Number Of Boomerangs

To solve this coding challenge, we need to count the number of boomerang tuples (i, j, k) from the given list of points. A boomerang is defined as three points (i, j, k) such that the distance between i and j is equal to the distance between i and k, and the order of the points matters. Here's a detailed explanation and pseudocode solution:

Explanation

  1. Understanding the Problem:
    • We need to count the number of tuples (i, j, k) where points i, j, and k are such that the distance between i and j is the same as the distance between i and k.
    • The order matters, meaning (i, j, k) is different from (i, k, j).
  2. Distance Calculation:
    • Since we are only interested in comparing distances, we can use the squared Euclidean distance to avoid dealing with floating-point operations.
    • The Euclidean distance between two points (x1, y1) and (x2, y2) is sqrt((x1 - x2)² + (y1 - y2)²). We can use the squared distance (x1 - x2)² + (y1 - y2)² for comparison.
  3. Optimal Approach:
    • For each point p1, compute the distance to every other point p2.
    • Use a hashmap (or dictionary) to count the number of points p2 that have the same distance to p1.
    • For each unique distance, if there are k points at that distance from p1, then the number of boomerang tuples can be calculated as k * (k - 1) since each of the k points can pair with (k-1) other points.
  4. Complexity:
    • Since we need to compute distances between every pair of points, the time complexity is O(n^2), where n is the number of points.
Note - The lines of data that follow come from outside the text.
PR #2066, opened 2019-08-07
omsrams

derekpappas:
**Related issue**: 

**Release Notes**

Adding OMSRAMS to caches

### DIFF
--- a/src/main/scala/diplomaticobjectmodel/logicaltree/RocketLogicalTreeNode.scala
+++ b/src/main/scala/diplomaticobjectmodel/logicaltree/RocketLogicalTreeNode.scala
@@ -27,7 +27,7 @@ class DCacheLogicalTreeNode(memories: () => Seq[OMSRAM], deviceOpt: Option[Simpl
 }
 
 
-class ICacheLogicalTreeNode(deviceOpt: Option[SimpleDevice], icacheParams: ICacheParams, memories: () => Seq[OMSRAM]) extends LogicalTreeNode(() => deviceOpt) {
+class ICacheLogicalTreeNode(memories: () => Seq[OMSRAM], deviceOpt: Option[SimpleDevice], icacheParams: ICacheParams) extends LogicalTreeNode(() => deviceOpt) {
   def getOMICacheFromBindings(resourceBindings: ResourceBindings): OMICache = {
     getOMComponents(resourceBindings) match {
       case Seq() => throw new IllegalArgumentException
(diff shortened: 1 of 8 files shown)


src/main/scala/rocket/DCache.scala
```diff
@@ -81,6 +82,7 @@ class DCacheMetadataReq(implicit p: Parameters) extends L1HellaCacheBundle()(p)
 
 class DCache(hartid: Int, val crossing: ClockCrossingType)(implicit p: Parameters) extends HellaCache(hartid)(p) {
   override lazy val module = new DCacheModule(this)
+  override def getOMSRAMS(): Seq[OMSRAM] = Seq(module.dcacheImpl.omSRAM) ++ module.dcacheImpl.data.data_arrays.map(_._2)
```
aswaterman: `omSRAMs` instead of `omSRAMS`

src/main/scala/diplomaticobjectmodel/logicaltree/RocketLogicalTreeNode.scala
```diff
@@ -14,20 +14,20 @@ import freechips.rocketchip.tile.{RocketTileParams, TileParams, XLen}
  * The data memory subsystem is assumed to be a DTIM if and only if deviceOpt is
  * a Some(SimpleDevice), as a DCache would not create a Device.
  */
-class DCacheLogicalTreeNode(deviceOpt: Option[SimpleDevice], params: DCacheParams) extends LogicalTreeNode(() => deviceOpt) {
+class DCacheLogicalTreeNode(memories: () => Seq[OMSRAM], deviceOpt: Option[SimpleDevice], params: DCacheParams) extends LogicalTreeNode(() => deviceOpt) {
```
richardxia: For consistency, can you place this new `memories` parameter at the end of the parameters list? This would not only make it match the order of the `OMCaches.dcache()` function parameters, but it would also make it consistent with every other change you made to function signatures here.

src/main/scala/rocket/NBDcache.scala
```diff
@@ -669,7 +670,8 @@ class DataArray(implicit p: Parameters) extends L1HellaCacheModule()(p) {
 }
 
 class NonBlockingDCache(hartid: Int)(implicit p: Parameters) extends HellaCache(hartid)(p) {
-  override lazy val module = new NonBlockingDCacheModule(this) 
+  override lazy val module = new NonBlockingDCacheModule(this)
+  override def getOMSRAMS(): Seq[OMSRAM] = Nil
```
richardxia: Should this actually be `Nil`? Does a NonBlockingDCache really have no SRAMs within it?

aswaterman: It should not be `Nil`, of course, but in @derekpappas' defense I did suggest to him that handling the `NonBlockingDCache` in this manner was of low priority.

richardxia: Ah, I see. In that case, I'd request that we at least leave a comment here stating that this is just a dummy value and that we need to eventually fix it. Otherwise it's hard to tell the difference between "this is intentionally an empty list" from "this is being set to an empty list because we want to defer the work of setting it to the correct value".

aswaterman: Yep.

    Detailed Steps in Pseudocode

  5. Initialize a variable
    totalBoomerangs
    to store the count of boomerangs.
  6. Define a helper function
    calculateSquaredDistance
    to compute the squared distance between two points.
  7. For each point
    p1
    in the list of points:
    • Initialize an empty hashmap
      distanceCountMap
      .
    • For each other point
      p2
      , compute the squared distance from
      p1
      to
      p2
      .
    • Update the count of this distance in
      distanceCountMap
      .
  8. For each unique distance in
    distanceCountMap
    , update
    totalBoomerangs
    using the formula k * (k - 1).
  9. Return
    totalBoomerangs
    .

Pseudocode

                                            
# Function to calculate squared distance between two points
function calculateSquaredDistance(pointA, pointB):
    deltaX = pointA[0] - pointB[0]
    deltaY = pointA[1] - pointB[1]
    return deltaX * deltaX + deltaY * deltaY

# Main function to count number of boomerangs
function numberOfBoomerangs(points):
    totalBoomerangs = 0  # Initialize the boomerang count
    
    # Iterate through each point as the central point p1
    for each point p1 in points:
        distanceCountMap = {}  # Initialize a hashmap to count distances
        
        # Calculate distances from p1 to all other points p2
        for each point p2 in points:
            if p1 == p2:
                continue  # Skip the same point
            distance = calculateSquaredDistance(p1, p2)  # Calculate squared distance
            
            # Update the count of this distance in distanceCountMap
            if distance in distanceCountMap:
                distanceCountMap[distance] += 1
            else:
                distanceCountMap[distance] = 1
        
        # Calculate boomerangs from the distance count map
        for each distance in distanceCountMap:
            count = distanceCountMap[distance]
            totalBoomerangs += count * (count - 1)  # count different boomerang permutations
    
    return totalBoomerangs  # Return the total number of boomerangs

# Call the function with the input points
points = [[0,0],[1,0],[2,0]]
result = numberOfBoomerangs(points)
# Output: result would be 2 in this case

                                        
In the above pseudocode, we initialize the total boomerang count at the beginning, then for each point in the list, we calculate distances to all other points and use a hashmap to keep track of these distances. We then use this hashmap to count the number of boomerangs and return the total count. The pseudocode contains extensive comments to explain each step, ensuring a comprehensive understanding of the process involved in solving the challenge.